*The problem*
The word "integration" marks the lines to report; pull each of them from the listing.

◇ ◇ ◇ ◇

PR #133, opened 2022-10-27
Run integration tests in a separate runner

kzys:
Running "make" and "make test" in the same runner may make sense since they could share Go modules.

"make integration" is much slower than others. So the benefit of sharing Go modules is marginal.

*Issue #, if available:*

*Description of changes:*

*Testing performed:*


.github/workflows/build.yml
```diff
@@ -30,4 +30,9 @@ jobs:
       - uses: actions/checkout@v3
       - run: make
       - run: make test
+  integration:
+    runs-on: ubuntu-20.04
+    steps:
+      - uses: actions/checkout@v3
+      - run: make
```
rdpsin, line 37: Instead of adding `make`, maybe we can add the `pre-build` target to `make integration` in the Makefile. That'll just create the C library, and won't spend time building the binaries.

kzys: Thanks will do.

rdpsin (approved):

vkuzniet (approved):

kzys:
Can someone re-run the integration test?

rdpsin (approved):

PR #135, opened 2022-10-28
Remove build-tool-version annotation from the SOCI index manifest

wmesard:
*Description of changes:*

Remove build-tool-version annotation from the SOCI index manifest

The old zTOC format contained a separate field for the build tool version. This was deliberately removed because we want people testing against the zTOC *file format version*, not the build tool version. This PR removes the build tool version from the SOCI index manifest as well (and for the same reason). In both cases, there is still a "build tool identifier string". This is strictly informational. It is not (and should not) be parsed.

*Testing performed:*

make && make test && make check


cmd/soci/commands/create.go
```diff
@@ -30,7 +30,6 @@ import (
 
 const (
 	buildToolIdentifier = "AWS SOCI CLI"
```
kzys, line 32: If you have invalid zTOC, wouldn't you want to track down the version of this CLI?

rdpsin: Should we add the version to the identifier string?

vkuzniet: Since we have fbs representation for ztoc public, anyone can implement their own tooling to generate ztoc, so it will be hard to do so.

vkuzniet (approved):

sbuckfelder (approved):

cmd/soci/commands/create.go
wmesard: Yes, we should add the version to the string.

wmesard:
oops

Issue #128, opened 2022-10-26
[FEATURE] soci index builder as a library


dvnguyen-amzn:
**Is your feature request related to a problem? Please describe.**
Currently the index builder code is tightly coupled with Containerd. This blocks us on using the index builder module in environments without having containerd daemon running.

**Describe the solution you'd like**
We hope to move the index builder code into a separate module and the module should work without requiring on the present of the Containerd daemon. The new index builder module then can be imported by the soci-cli or other projects.

**Describe alternatives you've considered**
We need to have Containerd daemon running if we want to build soci index files.

Kern--:
This is complete.

PR #158, opened 2022-11-03
Refactor SOCI index builder code into a separate module.

dvnguyen-amzn:
*Issue #, if available:* #128

*Description of changes:*
Refactor SOCI index builder code into a separate module.
Motivation: to allow reusing the index builder code in other projects (issue #128).

This PR contains minimal change to existing soci_index.go. If this PR is accepted, we'll have another follow up PR that replaces existing index builder code with the newly created module.

*Testing performed:*
- running `make && make test && make check`
- writing an example code and use the module locally to build soci index for a pulled image

### DIFF
--- a/soci/index_builder.go
+++ b/soci/index_builder.go
@@ -1,0 +1,198 @@
+/*
+   Copyright The Soci Snapshotter Authors.
+
+   Licensed under the Apache License, Version 2.0 (the "License");
+   you may not use this file except in compliance with the License.
+   You may obtain a copy of the License at
+
+       http://www.apache.org/licenses/LICENSE-2.0
+
+   Unless required by applicable law or agreed to in writing, software
+   distributed under the License is distributed on an "AS IS" BASIS,
+   WITHOUT WARRANTIES OR CONDITIONS OF ANY KIND, either express or implied.
+   See the License for the specific language governing permissions and
+   limitations under the License.
+*/
+
+package soci
+
+import (
+	"fmt"
+	"io"
+	"os"
+
+	"github.com/containerd/containerd/content"
+	"github.com/containerd/containerd/images"
+	"github.com/containerd/containerd/platforms"
+	ocispec "github.com/opencontainers/image-spec/specs-go/v1"
+	"github.com/pkg/errors"
+	"golang.org/x/net/context"
+	"golang.org/x/sync/errgroup"
+)
+
+const (
+	DefaultSpanSize            = int64(1 << 22)
+	MinLayerSize               = 0
+	DefaultBuildToolIdentifier = "AWS SOCI CLI v0.1"
+)
+
+type IndexBuilder struct {
+	contentStore        content.Store
+	spanSize            int64
+	minLayerSize        int64
+	buildToolIdentifier string
+}
+
+type IndexBuilderOption func(*IndexBuilder) error
+
+func NewIndexBuilder(contentStore content.Store, opts ...IndexBuilderOption) (*IndexBuilder, error) {
+	b := &IndexBuilder{
+		contentStore:        contentStore,
+		spanSize:            DefaultSpanSize,
+		minLayerSize:        MinLayerSize,
+		buildToolIdentifier: DefaultBuildToolIdentifier,
+	}
+
+	for _, opt := range opts {
+		if err := opt(b); err != nil {
+			return nil, err
+		}
+	}
+
+	return b, nil
+}
+
+func WithSpanSizeOption(spanSize int64) IndexBuilderOption {
+	return func(b *IndexBuilder) error {
+		b.spanSize = spanSize
+		return nil
+	}
+}
+
+func WithMinLayerSizeOption(minLayerSize int64) IndexBuilderOption {
+	return func(b *IndexBuilder) error {
+		b.minLayerSize = minLayerSize
+		return nil
+	}
+}
+
+func WithBuildToolIdentifierOption(buildToolIdentifier string) IndexBuilderOption {
+	return func(b *IndexBuilder) error {
+		b.buildToolIdentifier = buildToolIdentifier
+		return nil
+	}
+}
+
+// BuildIndex builds SOCI index for an image
+// This returns SOCI index manifest and an array of io.Reader of zTOCs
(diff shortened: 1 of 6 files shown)


soci/index_builder.go
```diff
@@ -0,0 +1,161 @@
...
+	"github.com/containerd/containerd/images"
+	"github.com/containerd/containerd/platforms"
+	ocispec "github.com/opencontainers/image-spec/specs-go/v1"
+	"github.com/pkg/errors"
+	"golang.org/x/net/context"
+	"golang.org/x/sync/errgroup"
+)
+
+type IndexBuilder struct {
+	contentStore        content.Store
```
rdpsin, line 18: Do we want to use `content.Store` here? As @Kern-- mentioned, `content.Store` might be too large of an interface to use here. We can instead use ORAS's [content.Storage](https://pkg.go.dev/oras.land/oras-go/v2@v2.0.0-rc.4/content#Storage) or define our own.

soci/index_builder.go
```diff
@@ -0,0 +1,161 @@
...
+	spanSize            int64
+	minLayerSize        int64
+	buildToolIdentifier string
+}
+
+func NewIndexBuilder(contentStore content.Store) *IndexBuilder {
+	defaultSpanSize := int64(1 << 22)
```
rdpsin, line 25: We should define a const up top for defaultSpanSize

```
const (
    defaultSpanSize = 1 << 22
 )
 ```

**Comment by rdpsin** [comment]
Can you run `make add-ltag` to add headers to new files?

File: soci/index_builder.go [hunk 3]
```diff
@@ -0,0 +1,161 @@
...
+	return &IndexBuilder{
+		contentStore:        contentStore,
+		spanSize:            defaultSpanSize,
+		minLayerSize:        0,
+		buildToolIdentifier: "AWS SOCI CLI v0.1",
```
hanyuel, line 30: We probably should have the const string "AWS SOCI CLI v0.1"d defined else where and have the constructor pass in ```buildToolIdentifier```.

soci/index_builder.go
```diff
@@ -0,0 +1,161 @@
...
+}
+
+func (b *IndexBuilder) WithBuildToolIdentifer(buildToolIdentifier string) *IndexBuilder {
+	b.buildToolIdentifier = buildToolIdentifier
+	return b
+}
+
+// BuildIndex builds SOCI index for an image
+// This returns SOCI index manifest and an array of io.Reader of zTOCs
+func (b *IndexBuilder) BuildIndex(ctx context.Context, desc ocispec.Descriptor) (Index, []io.Reader, error) {
```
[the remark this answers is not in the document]
dvnguyen-amzn: Yes we will right after this PR

soci/index_builder.go
```diff
@@ -0,0 +1,161 @@
...
+	defaultSpanSize := int64(1 << 22)
+	return &IndexBuilder{
+		contentStore:        contentStore,
+		spanSize:            defaultSpanSize,
+		minLayerSize:        0,
+		buildToolIdentifier: "AWS SOCI CLI v0.1",
+	}
+}
+
+func (b *IndexBuilder) WithSpanSize(spanSize int64) *IndexBuilder {
```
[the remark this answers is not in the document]
dvnguyen-amzn: thanks for the link. I'll use that pattern in the next revision

soci/index_builder.go
dvnguyen-amzn: Agree that it's a big interface. Would you mind if I do a fast follow on that? The reasons are:
1. I don't know how yet
2. I don't want to introduce too much changes in a single PR.

soci/index_builder.go
dvnguyen-amzn: yes will do in the next revision

soci/index_builder.go
dvnguyen-amzn: yes will do in the next revision

soci/index_builder.go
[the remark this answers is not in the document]
dvnguyen-amzn: cc @qingshenhuang

soci/index_builder.go
```diff
@@ -0,0 +1,193 @@
...
+)
+
+type IndexBuilder struct {
+	contentStore        content.Store
+	spanSize            int64
+	minLayerSize        int64
+	buildToolIdentifier string
+}
+
+type IndexBuilderOption func(*IndexBuilder)
```
rdpsin, line 40: Maybe `IndexBuilderOption` should return an `error`, if an invalid value is ever supplied?

Then we can do


```
for _, opt := range opts {
    if err := opt(b); err != nil {
       return err
     }
}
```

dvnguyen-amzn: done

soci/index_builder.go
rdpsin: Sure.

soci/index_builder.go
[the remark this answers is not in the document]
rdpsin: Why not return `*Index` here, instead of `Index`?

soci/index_builder.go
dvnguyen-amzn: done

wmesard (approved):

soci/index_builder.go
```diff
@@ -0,0 +1,198 @@
...
+	ocispec "github.com/opencontainers/image-spec/specs-go/v1"
+	"github.com/pkg/errors"
+	"golang.org/x/net/context"
+	"golang.org/x/sync/errgroup"
+)
+
+const (
+	DefaultSpanSize            = int64(1 << 22)
+	MinLayerSize               = 0
+	DefaultBuildToolIdentifier = "AWS SOCI CLI v0.1"
```
rdpsin, line 36: nit: Can probably set these to lowercase as they are not be exported from this package.

rdpsin (approved):

soci/index_builder.go
dvnguyen-amzn: makes sense. I can do it in the PR

hanyuel (approved):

◇ ◇ ◇ ◇

*Task result*
Run integration tests in a separate runner
"make integration" is much slower than others. So the benefit of sharing Go modules is marginal.
+  integration:
rdpsin, line 37: Instead of adding `make`, maybe we can add the `pre-build` target to `make integration` in the Makefile. That'll just create the C library, and won't spend time building the binaries.
Can someone re-run the integration test?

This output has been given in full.